**WHAT YOU NEED TO DO**
Copy each line of the data that has "experiments" in it.
SOURCE INFORMATION section start
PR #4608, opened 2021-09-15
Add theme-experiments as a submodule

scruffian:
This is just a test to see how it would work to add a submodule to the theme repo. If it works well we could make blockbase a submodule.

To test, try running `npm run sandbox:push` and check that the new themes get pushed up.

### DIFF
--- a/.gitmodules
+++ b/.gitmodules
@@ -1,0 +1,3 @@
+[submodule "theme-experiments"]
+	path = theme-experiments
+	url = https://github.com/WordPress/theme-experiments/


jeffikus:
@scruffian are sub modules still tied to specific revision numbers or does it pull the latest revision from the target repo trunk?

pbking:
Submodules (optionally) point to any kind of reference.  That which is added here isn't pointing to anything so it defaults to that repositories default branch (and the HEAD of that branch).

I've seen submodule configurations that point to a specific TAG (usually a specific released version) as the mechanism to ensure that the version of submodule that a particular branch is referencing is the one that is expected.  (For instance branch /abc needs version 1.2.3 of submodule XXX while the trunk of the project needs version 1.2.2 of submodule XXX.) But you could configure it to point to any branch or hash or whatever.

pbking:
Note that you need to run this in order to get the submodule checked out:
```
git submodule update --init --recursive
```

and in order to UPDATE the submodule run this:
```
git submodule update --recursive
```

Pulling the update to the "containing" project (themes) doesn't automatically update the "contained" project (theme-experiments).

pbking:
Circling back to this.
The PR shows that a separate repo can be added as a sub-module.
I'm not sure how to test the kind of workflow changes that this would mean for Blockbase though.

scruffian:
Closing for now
SOURCE INFORMATION section end
**ANSWER TO THE PROBLEM**
Add theme-experiments as a submodule
+[submodule "theme-experiments"]
+	path = theme-experiments
+	url = https://github.com/WordPress/theme-experiments/
Pulling the update to the "containing" project (themes) doesn't automatically update the "contained" project (theme-experiments).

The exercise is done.